Researchers, bioinformaticians , and developers also lack support and are left to deal with the interpretation of data sharing policies to the best of their knowledge. They are also not always equipped to navigate and select the most appropriate standards, among the dearth of the domain-specific offerings, and end up seeing standards as burdensome and over-prescriptive. This is only furthered aggravated because tools/databases have not managed to enable their ‘invisible use’, as it should be — but, to be fair, this is not a trivial task. The mountain of technical frameworks needed to implement a standard, or multiple standards, inhibits the development of standard-compliant tools and databases, hence their adoption.

Every challenge is an opportunity: let’s roll up our sleeves

The cost of implementing a standards-supported data sharing vision is as large as the number of stakeholders who must operate synchronously. The extensive ‘social engineering’ and community liaison need to be managed and funded, and rewards and incentives need to be identified for all contributors in the development and implementation of standards. The stakeholderscommunication is naturally organic, but unfortunately this also means it is quite patchy and ad hoc. We need to nurture an open, integrative, and pre-competitive communication environment that connects all parties during the development and evolution of standards and policies, but that also cultivates the collective expertise and experience, recording invaluable feedback cycles, and facilitating the complex unpacking stakeholdersdynamics, where it can be refined and used to inform the next steps.

Ownership of open standards can be problematic in broad, grass-roots collaborations; the embryonic legal framework in this area requires new or improved models to encourage maintenance of and contribution to open standards and support their evolution. Only rarely are appropriate funding mechanisms provided to support such a large, time consuming, mainly volunteer-based, undertaking. Robust relationships among all stakeholders can help to ensure a long-term sustainability strategy for these endeavours, where the costs will further accrue as the standards or the tools are refined, adopted, and evolve to serve new data type and users’ needs. When funds are mobilized, budgetary constraints will also require our building a comprehensive picture of the current portfolio of data sharing enablers to make sure that those areas that are in greatest need are addressed, harmonization is encouraged, and wasteful reinvention is ended.

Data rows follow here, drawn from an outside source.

Issue #4440, opened 2025-04-03
Simpler SOAP - Applicants SOAP API Integration [DRAFT]


freddieyebra:
### Overview
Now that we are able to handle incoming SOAP requests, we need to support integrating simpler.grants.gov data flow into the grants.gov applicants SOAP API data that is passed in and out the Simpler SOAP API. This epic represents the work needed to integrate and support the data from both simpler.grants.gov and the legacy grants.gov system for the Applicants Simpler SOAP API.

This epic will also include some of the groundwork functionality around processing, transforming, and persisting of the data flowing within these 2 systems, as well as auth.

### Applicants SOAP API
The following will need to be integrated and available at our `<SGG BASE API URL>/grantsws-applicant/services/v2/ApplicantWebServicesSoapPort`:

**Standard Operations**
- [Get Opportunities](https://www.grants.gov/system-to-system/applicant-system-to-system/web-services/get-opportunity-list)
- [Submit Application](https://www.grants.gov/system-to-system/applicant-system-to-system/web-services/submit-application)
- [Get Submitted Applications](https://www.grants.gov/system-to-system/applicant-system-to-system/web-services/get-submission-list)
- [Get Application Info](https://www.grants.gov/system-to-system/applicant-system-to-system/web-services/get-application-info)
- [Get Application Zip](https://www.grants.gov/system-to-system/applicant-system-to-system/web-services/get-application-zip)

**NIH Specific Operations (TBD)**
- [Authentication](https://www.grants.gov/system-to-system/applicant-system-to-system/web-services/authenticate-aor-expanded)
- [Submit Application as 3rd Party](https://www.grants.gov/system-to-system/applicant-system-to-system/web-services/submit-application-as-third-party-expanded)
- [Get Submissions as 3rd Party](https://www.grants.gov/system-to-system/applicant-system-to-system/web-services/get-submission-list-as-third-party)
- [Get Application Info as 3rd Party](https://www.grants.gov/system-to-system/applicant-system-to-system/web-services/get-application-info-as-third-party)

### Parking Lot:

**Data sync lag**
Discuss how/if we want to implement this API such that there will be a known lag in data synchronization when **new** data is created through this API into SGG database. For example, if an applicant submits an application to an existing opportunity in grants.gov (i.e. through grants.gov UI) and then attempts to retrieve it through Simpler SOAP Applicants API.

**Authentication**
[...]

PR #4624, opened 2025-04-17
[Issue #4478] Modify our competition table to include extra columns

### LINKED ISSUE #4478: Competition - Modify our competition table to include extra columns we'll want to transform from the old system
### Summary

Add a new table called `lk_form_family` - this should follow our usual convention of setting up a lookup table and have the following in its enum:
* `sf-424`
* `sf-424-individual`
* `r&r`
* `sf-424-mandatory`
* `sf-424-short-organization`
For context, these are different "groups" that forms can be in: https://grants.gov/forms/forms-repository

Add a lookup table called `lk_competition_open_to_applicant` which has the following values in its enum:
* `individual`
* `organization`

Add a one-to-many table called `link_competition_open_to_applicant` that handles the one-to-many behavior of a competition having multiple applicant types with the following columns (both primary key):
* `competition_id`
* `competition_open_to_applicant_id` (foreign key to `lk_competition_open_to_applicant`)

Add the following columns:
* `form_family_id` -> this should be a lookup foreign key to the lk_form_family, the actual type of the column should be the enum created, and the field should be called `form_family`
* `opportunity_assistance_listing_id` - int, nullable - foreign key to the opportunity assistance listing table
* `open_to_applicants` -> A list relationship to the `link_competition_open_to_applicant` table. We'll want an [association proxy](https://github.com/HHS/simpler-grants-gov/blob/main/api/src/db/models/opportunity_models.py#L242) like we have in a few other cases so this list can be the OpenToApplicant enum
* `is_electronic_required` - bool, nullable
* `expected_application_count` - int, nullable
* `expected_application_size_mb` - Big Integer, nullable
* `is_multi_package` - bool, nullable
* `agency_download_url` - str, nullable
* `is_legacy_workspace_compatible` - bool, nullable (not null in the old system, but we only need it for backwards compatibility, we won't have workspaces)
* `can_send_mail` - bool, nullable

### Acceptance criteria

- [ ] Tables updated

mikehgrantsgov:
## Summary
Fixes #4478 

## Changes proposed
Add lookup and link tables
Add new columns to `Competition` model
Add migration

## Context for reviewers
This supports the data integration epic for Simpler SOAP: https://github.com/HHS/simpler-grants-gov/issues/4440


api/src/db/models/competition_models.py
```diff
@@ -28,6 +32,28 @@ class Competition(ApiSchemaTable, TimestampMixin):
     grace_period: Mapped[int | None] = mapped_column(BigInteger)
     contact_info: Mapped[str | None]
 
+    form_family: Mapped[FormFamily] = mapped_column(
+        "form_family_id",
+        LookupColumn(LkFormFamily),
+        ForeignKey(LkFormFamily.form_family_id),
+        index=True,
+    )
```
chouinar, line 40: Something we'll have to account for, there is data for a single competition in the staging environment, if we run the migration there it'll fail because this non-nullable field won't be set.

Options:
1. Something in the migration that gives it a default (I don't care what the value is, we won't use this for a while and that data was manually made).
2. We make this nullable?
3. I delete and remake the data after the migration

Can't recall what we've done before for this kind of migration

mikehgrantsgov: Making this nullable seems the least bad. We can always make sure the field is set, then run another migration making the field non nullable?

chouinar (approved):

When a standard is mature and appropriate standard-compliant systems become available, these then must be channelled to the appropriate stakeholder community, who in turn must use them to facilitate a high-quality data cycle, from data generation to standardization, and through publication to subsequent sharing and reuse. They also need to either endorse and require them in the data policies and begin to actively monitor adherence.

Although daunting, potential solutions to these issues are in fact within our reach, and thus provide an opportunity to create new relationships and collaborative models. Here are two examples: First, BioSharing [2], which works as a registry for community-standards, allies with the International Society for Biocuration and several other existing resources’ portals and catalogues. As such it creates common metadata descriptors to best categorize data sharing resources and builds a distributed ecosystem of inter-connected resources [9]. Second, the ISA Commons, which illustrates how the synergy between research and service groups, across a variety of life science domains, can work to build an network of data collection, curation, and sharing solutions that progressively enable the ‘invisible use’ of standards [10].

At this time, however, this remains a drop in the ocean; to achieve these goals all stakeholders must play their part. The real impact of standards and their economical value will be measured as we continue to facilitate their usability to improve data sharing and will demonstrate how this, in turn, underpins new biological insights and drives science of the future.